French Group Bashes Italian Writer

PARIS (AP) - A French anti-racism group has started legal proceedings against Italian writer Oriana Fallaci to try to stop French distribution of her latest book, which it says incites hatred against Muslims.

The Movement Against Racism and for Friendship Between People referred to Fallaci's book, "Rage and Pride," as "a scathing Islamophobe attack." The proceedings started Monday also target Plon, the book's publisher in France.

Fallaci, best known for her uncompromising interviews with world leaders, ended a decade-long, self-imposed silence after Sept. 11 by writing a book in angry reaction to the terrorist attacks in New York, where she lives.

Critics have accused the former Resistance fighter and war correspondent of writing an anti-Muslim, anti-immigrant tirade.
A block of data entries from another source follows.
Issue #758, opened 2026-07-05
Long-form transcription deterministically drops ~7 s of clear speech at a chunk boundary (95 s repro WAV linked)


maboa:
## Summary

`AsrManager.transcribe` on the long-form path (ChunkProcessor, 15 s chunks / 13 s stride) deterministically loses multi-second spans of clearly audible speech at chunk boundaries. On the linked 95-second clip, ~7 s of speech is dropped entirely — reproducibly, byte-identical output across runs.

## Environment

- FluidAudio 0.15.4 (exact-version pin), `parakeet-tdt-0.6b-v3` via `AsrModels.downloadAndLoad(version: .v3)`
- `AsrManager` with `ASRConfig.default`, called from a macOS app (Apple Silicon, macOS 26)
- Input: 16 kHz mono PCM WAV, so no resampling/decode variability

## Repro

1. Download and transcribe [`chunk-seam-drop-1235s.wav`](https://lab.hyperaud.io/temp/chunk-seam-drop-1235s.wav) (95 s, 16 kHz mono, conference Q&A audio, English).
2. Observe the output around t = 71.6–78.8 s.

**Expected** (what's audibly in the clip, and what the model itself produces for this span when the audio is windowed differently):

> …expectations from different communities? **Yes, I I can s uh give you some examples that will be uh uh uh** more in depth with the next talk too…

**Actual:** the last word before the gap is "communities?" (ends ~71.6 s); the next emitted word is "more" at 78.8 s. Everything between — the entire start of the answer — is missing. Note the gap terminates at 78.0 s = 6 × 13 s, i.e. exactly on the chunk-stride grid.

## What we've established (fuller data in https://github.com/hyperaudio/glider/issues/83)

The clip is cut from a ~30-min recording that exhibits 2–3 such drops plus occasional boundary garbles ("language in" → "languag ines"). Things we verified while investigating:

1. **Fully deterministic**: repeated runs produce word- and timestamp-identical output, so these are reproducible merge decisions, not sampling noise.
2. **`melChunkContext` relocates the failures rather than fixing them**: with `melChunkContext: false` the full file's three drops are all fixed — and a different ~7 s span drops at a different boundary instead, plus a new artifact class of duplicate token pairs emitted ~80 ms apart ("Okay Okay", "check check"). Neither mode dominates.
3. **`dualDecodeArbitration: true` was a no-op** on this file beyond its processing overhead — output byte-identical to plain `melChunkContext: false`.
[...]

Issue #706, opened 2026-06-16
Chunk merging in Parakeet Unified leaves artifacts


nub235:
For the offline version, it splits the audio into 15-second chunks with 2-second overlap and then tries to merge them together seamlessly, but when I'm using it, I can sometimes tell when it's doing the chunk merging because a word is duplicated. And then, like, the second instance is capitalized, or like there's just a word that's capitalized in the middle of a sentence. Would it be possible to improve the chunk merging logic so it doesn't leave visible artifacts?

Alex-Wengg:
Do you have testing examples

PR #800, opened 2026-07-16
fix(asr): end-align the final window at the last speech-bearing frame (#747)

### LINKED ISSUE #747: Trailing words silently dropped on quiet long-form audio (mel-context final-window blanks out)
## Summary

On the default `parakeet-tdt-0.6b-v3` batch path (`melChunkContext = true`), the **final** sliding window of a long (multi-window) utterance can decode to **all-blank** even though its audio contains clear speech — so the last several words are silently dropped from the transcript. It's intermittent and correlates with **low input gain** and a **pause** shortly before the dropped span. The same audio transcribes correctly when that tail is fed as a single window, or with `melChunkContext = false`, or when the input is amplified — which points at the 80 ms mel-context prepend (PR #264) degrading a short, low-amplitude final window's encoder features below the joint's blank threshold.

It's a *silent* failure (no error, high overall confidence), so it's easy to miss.

## Environment

- FluidAudio 0.15.4 line, `AsrModelVersion.v3` (`parakeet-tdt-0.6b-v3-coreml`), Apple Neural Engine, macOS 14.
- Default `ASRConfig` (`melChunkContext = true`, `dualDecodeArbitration = false`), batch `AsrManager.transcribe`.
- Observed via a fork that only adds an *orthogonal* encoder-feature accessor; the `ChunkProcessor` / mel-context path is unchanged from upstream, so this should reproduce on stock `main`.

## Symptom

For a ~44 s English dictation (16 kHz mono, peak ≈ 2.6 % FS — i.e. quiet), the transcript ends mid-sentence. The audio clearly continues for ~4.6 s after the last emitted token, with speech-level energy throughout (tail RMS ≈ the utterance's own speech RMS). `result.confidence` is ~0.98 and every emitted token is high-confidence — nothing signals the loss.

## Root cause (per-frame decoder trace)

Instrumenting `TdtDecoderV3.decodeWithTimings` to log the joint decision at each frame shows the utterance split into 4 windows (stride ≈ 161 frames). The first three decode normally. The **final** window (`isLastChunk = true`, `globalFrameOffset = 483`, 77 valid frames ≈ 6.1 s of real speech) predicts **blank (id 8192) at every frame**:

```
ENTER isLast=true encSeq=77 effSeq=76 actualFrames=76 globalOff=483 t0=1
main   t=1  tok=8192 p=0.924 dur=1 blank=true
blank  t=8  tok=8192 p=1.000 dur=4 blank=true
blank  t=12 tok=8192 p=1.000 dur=4 blank=true
blank  t=16 tok=8192 p=1.000 dur=4 blank=true
  ... (every frame to t=76) ...
blank  t=72 tok=8192 p=0.912 dur=4 blank=true
MAINLOOP-EXIT t=76 effSeq=76 emitted=0 lastTok=nil
FINALIZE begin t=76   -> recovers nothing
```

Key point: the decode loop does **not** terminate early — it walks all 76 frames and the joint calls every one silence at p≈1.0. So the finalization pass (`isLastChunk`) has nothing to flush; the encoder features for this window are already blank-like. Notably, the audio at the **start** of this window (its overlap region) was transcribed correctly by the *previous* window — the same samples read as speech there and as blank here. The only difference is that here they sit at the head of a short, heavily zero-padded 15 s encoder window with the mel-context prepend.

This looks like a new manifestation of the mel-context sensitivity already noted for #594 — but here it blanks the *whole* short final window rather than just drifting the first frames.

## What recovers it (three independent signals)

1. **Isolated tail** — feeding just the final ~6 s as its own clip (single-window path, no prepend) transcribes it perfectly, including a word the full run dropped.
2. **`melChunkContext = false`** — the no-mel/warmup path recovers the tail. (On a set of clean long-form clips it introduced no new tail drops.)
3. **Amplifying the input** — a moderate gain boost recovers the full transcript. (Not a robust fix on its own: recovery is non-monotonic in gain for some clips, and utterances with a loud word + quiet tail don't trigger a global-peak normalizer.)

## Reproduction

The drop needs the real interaction of low gain + pause structure + final-window alignment, so a synthetic "just attenuate a clip" recipe is unreliable (mild attenuation → word errors; heavy → the whole utterance collapses to empty). It reproduces consistently on genuine quiet, long-form recordings. **I can share a minimal anonymized sample WAV on request** (the ones I have are user dictation I can't post publicly).

Conditions that trigger it:
- `melChunkContext = true` (default), v3.
- Audio long enough for ≥3 windows (roughly >30 s).
- Low input gain (peak on the order of a few % FS).
- A pause and/or the dropped span landing in a short final window.

## Suggested direction

A targeted mitigation that's worked well for us: after the decode loop, if the final window emitted no tokens (or stopped well before the end of its own audio) **and** its untranscribed tail still carries speech-level energy, re-decode that window once with `contextSamples = 0` and substitute only if it reaches further — the rescued tokens then flow through the existing overlap merge/dedup unchanged. It's ~90 lines in `ChunkProcessor`, additive, fires only on the failure signature, and costs one extra decode pass when it does. Happy to open it as a PR if useful — though a root-cause fix in how mel-context is applied to a short final window may well be cleaner than a re-decode, and you'll know that path better than I do.

Two things I'd want your read on either way: the heuristic thresholds (tail-gap and the speech-energy ratio), and behavior on very marginal tails where the re-decode can produce a plausible-but-uncertain clause.

Alex-Wengg:
Closes #747.

## Problem

On quiet long-form audio the transcript ends several words early with high confidence and no error. Validated against the reporter's reproducer (17.28 s, 16 kHz mono, peak ≈ 1.7% FS — genuinely quiet). Stock `main` drops the final clause:

> "…phases without me." ❌ (missing: "as long as your confidence is reasonable.")

Root cause: the **final** sliding window is a short chunk zero-padded up to the model window, so the encoder sees a frame distribution dominated by digital silence. On speech that is already near the noise floor, that degenerate input pushes every emission to blank. The seam-gap repair (#761) only walks gaps *between* tokens, so a tail dropped past the last emitted token was never examined.

## Fix

**1. End-align the final window (structural).** A short final chunk fills its window backwards with real audio instead of zeros (`ChunkProcessor.lastChunkWarmupSamples`). The backfilled prefix rides the existing warmup mechanics — decoded from frame 0, tokens before the original chunk-start frame suppressed via `emitTokensAfterGlobalFrame` — so emitted coverage and the merge overlap with the previous chunk are unchanged. The model simply never sees a mostly-zeros window, and the final chunk gains real left acoustic context.

The window ends at the **last speech-bearing frame** (`speechEndSamples()`), not EOF: recordings often end in operator silence or digital zeros, and a window ending inside a dead-silence run *within its declared audio length* decodes degenerately even when the silence is recorded (measured on an Earnings-22 call: 12 s of speech decodes perfectly alone, loses its first half with 1 s of the recording's silent tail appended, decodes to **empty** with all 3 s — while zero padding beyond `audio_length` is masked and harmless). The trim threshold is `speechRmsFloor` — below any real speech — so nothing transcribable is excluded; an all-sub-floor tail is skipped outright.

No repair pass, no probe, no splice: an earlier iteration of this PR shipped a trailing-drop repair pass (probe + tail re-decode + splice + stale-punctuation trim); the structural fix makes the disease impossible instead of treating the symptom, and deletes all of it.

Prefix suppression is a V3-decoder feature: the tdtJa dispatch now forwards it (`TdtDecoderV3` underneath); v2/tdtCtc110m keep the zero-padded layout (`supportsSuppressedPrefix`) since `TdtDecoderV2` would emit the prefix twice. Applies to both the default loop and the dual-decode arbitration path. Files shorter than one window are unaffected (whole-file decode; padding there is unavoidable and harmless).

**2. Adaptive speech gate for the seam-gap repair.** The reproducer exposed a dead gate in the shipped seam-gap pass (#758/#761): its speech-energy probe used an absolute per-frame RMS threshold (0.008), but quiet recordings sit far below it — the gate could never fire on the audio class it guarded. Replaced with a threshold adapted to the recording's own level:

```
min(0.008, max(0.0005, p75FrameRms × 0.3))
```

Normal-level audio clamps to the previous 0.008 ceiling (existing behavior preserved); quiet recordings scale down with an absolute floor so dither never counts as speech. Frames of exact digital silence are excluded from the percentile (they are *no recording* and would collapse the gate to its floor on silence-heavy files). Constants are named (`speechRms*`) with a full value-rationale table in `LongTranscription.md`.

## Result

Fix branch output matches the reporter's expected transcript exactly:

> "Please do keep going autonomously. I won't be around much, so feel free to continue working through multiple steps or phases without me as long as your confidence is reasonable." ✅

## Verification

- Reproducer: byte-exact match with expected transcript (default `ASRConfig`, batch `transcribe`)
- 20-file LibriSpeech test-clean identical to stock `main` (0.7% avg WER, 0.2% avg CER) — all single-chunk, so additionally:
- **A/B vs stock `main` on 7 long multi-chunk files** — 4 hour-long Earnings-22 calls (WER-scored against references) + 3 long MUSAN recordings (7–10 min): **byte-identical on 5 of 7**; the only diffs are two ground-truth-verified tail improvements — "this connect" → "disconnect" (reference: "YOU MAY NOW DISCONNECT") and filler smoothing ("uh"/"Um and" → "And") on spontaneous speech. Per-file Earnings WER matches `main` to the last digit (13.14 / 20.17 / 9.97 / 26.71). The Earnings A/B also caught and fixed an intermediate regression during development — an EOF-aligned window embedding the recording's own trailing zeros — which is what motivated the speech-end trim.
- Unit tests: `EndAlignedFinalWindowTests` (backfill arithmetic: fill, caps by preceding audio, frame alignment, single-chunk no-op, non-final passthrough, trailing-silence trim, speech-end scan) + adaptive-threshold and digital-silence cases in `SeamGapRepairTests`
- swift-format lint clean; all CI checks green including the ASR Benchmark job

## Known limitations

- The dead-silence-at-window-end pathology also afflicts **mid-file** windows whose fixed-stride end lands inside a silence run (pre-existing on `main`; can drop nearby quiet speech — observed on a LibriVox recording's quiet outro credit). Snapping *every* window end to the last speech-bearing frame was tried and reverted: it perturbs dozens of mid-file windows per hour of audio for a net-neutral WER change. Documented in `LongTranscription.md` as follow-up-issue material.
- The adaptive gate's reference level is whole-file: a loud-body recording with a quiet mid-file gap clamps to the ceiling, so that gap is gated as if the whole file were loud. A gap-local reference would close this (seam-gap pass only; the trailing case no longer depends on the gate).
- v2/tdtCtc110m models keep the old zero-padded final window (their decoder lacks prefix suppression).

## Also included

- `Documentation/ASR/LongTranscription.md`: new "End-Aligned Final Window" section (including the measured silence-poisoning series), adaptive-gate constants table (value + dBFS + why-this-value per constant), updated invariants list and milestone table, and the #706/#708 and #759 merge fixes documented alongside the seam-gap pass.
- `ChunkProcessor` / `ASRConfig` comment slim-down: multi-paragraph rationale moved into `LongTranscription.md`; code keeps one-to-three-line pointers. Details that existed only in code (lowercase-canonical rule, edge-dedupe tolerance, probe-budget sizing, arbitration tie rule and overhead) now live in the doc.


jonyoder:
Confirmed fixed on my reproducer clip.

In one passage that the Movement Against Racism objects to, Fallaci writes that Muslims "multiply like rats." In another, she says that "the children of Allah spend their time with their bottoms in the air, praying five times a day."

A spokeswoman for the book's French publisher said it had just been informed of the complaint and did not immediately have a comment. Her agent in New York did not immediately return a call for comment.

Rizzoli, which publishes Fallaci's book in Italy, said the book was due in September in the United States. The title was unknown and Rizzoli refused to disclose the name of American publisher.

Mouloud Aounit, the Movement Against Racism's secretary general, said his group believes in freedom of expression — "but this incites racial violence."

"It's racist delirium," Aounit said.

Since "Rage and Pride" was released in France in May, most major newspapers have devoted opinion pieces to it. In Friday's edition of Le Figaro, Fallaci said she has been receiving death threats.